🤖 AI Summary
This paper addresses pervasive cultural biases, web-crawling quality deficiencies, and the systemic invisibility of labor in machine learning datasets. We propose a participatory data construction paradigm, implementing a collaborative crowdsourcing framework, culturally situated collection protocols, and qualitative reflexive analysis—grounded in practice logs and interviews—to co-create World Wide Dishes (WWD), the first high-quality, multimodal food culture dataset built collectively by globally diverse communities. We systematically identify and theorize four categories of critical invisible labor: community trust-building, participatory accessibility design, data production support, and interpretation of data–culture relationships. Our contributions include: (1) a reusable, open framework for participatory dataset construction; (2) empirical validation of decentralized, anti-colonial data practices; and (3) interdisciplinary innovation bridging CSCW and ML data governance.
📝 Abstract
We provide a window into the process of constructing a dataset for machine learning (ML) applications by reflecting on the process of building World Wide Dishes (WWD), an image and text dataset consisting of culinary dishes and their associated customs from around the world. WWD takes a participatory approach to dataset creation: community members guide the design of the research process and engage in crowdsourcing efforts to build the dataset. WWD responds to calls in ML to address the limitations of web-scraped Internet datasets with curated, high-quality data incorporating localised expertise and knowledge.

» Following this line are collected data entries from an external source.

PR #4046, opened 2019-11-28
Two more chipper ammo

Hiinky:


Tarhish:
This failed, but it looks like nothing is wrong, just another bput test timeout error when you look at the test details.  Resubmitting it should fix the issue.  Wish I knew how to stop it from doing this.

PR #4049, opened 2019-11-28
Added before to Absolution to drop GoL.

Dartellum:


rpherbig:
Should GOL have a similar before to drop Absolution?

PR #4055, opened 2019-12-01
Mitigate peer tag crashes

Tarhish:
Infrequently (~5-10% of the time), when pulling a roomnumber for a room with a peer tag, lich will suffer a fatal hang and eventually crash.  I did a great deal of hunting for the bug and failed miserably, so instead this PR does 3 things.

1.) Gates afk's room id check by seeing the room title, which prevents it from triggering a roomnumber check when walking into every room.

2.) go2 kills roomnumbers if the calculated path includes a room with a peer tag in it.  Normally it will restart on go2 exit, but if it ends directly in a peer tag room then it'll just leave it stopped.

3.) Moves the textsub kill to after estimated destination time has been calculated, and only kill it if it'll be > 5 seconds.  This isn't directly related to the issue, just adjacent to it.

Our approach supports decentralised contributions from communities that have not historically contributed to datasets as a result of a variety of systemic factors. We contribute empirical evidence of the invisible labour of participatory design work by analysing reflections from the research team behind WWD. In doing so, we extend computer-supported cooperative work (CSCW) literature that examines the post-hoc impacts of datasets when deployed in ML applications by providing a window into the dataset construction process. We surface four dimensions of invisible labour in participatory dataset construction: building trust with community members, making participation accessible, supporting data production, and understanding the relationship between data and culture. This paper builds upon the rich participatory design literature within CSCW to guide how future efforts to apply participatory design to dataset construction can be designed in a way that attends to the dynamic, collaborative, and fundamentally human processes of dataset creation.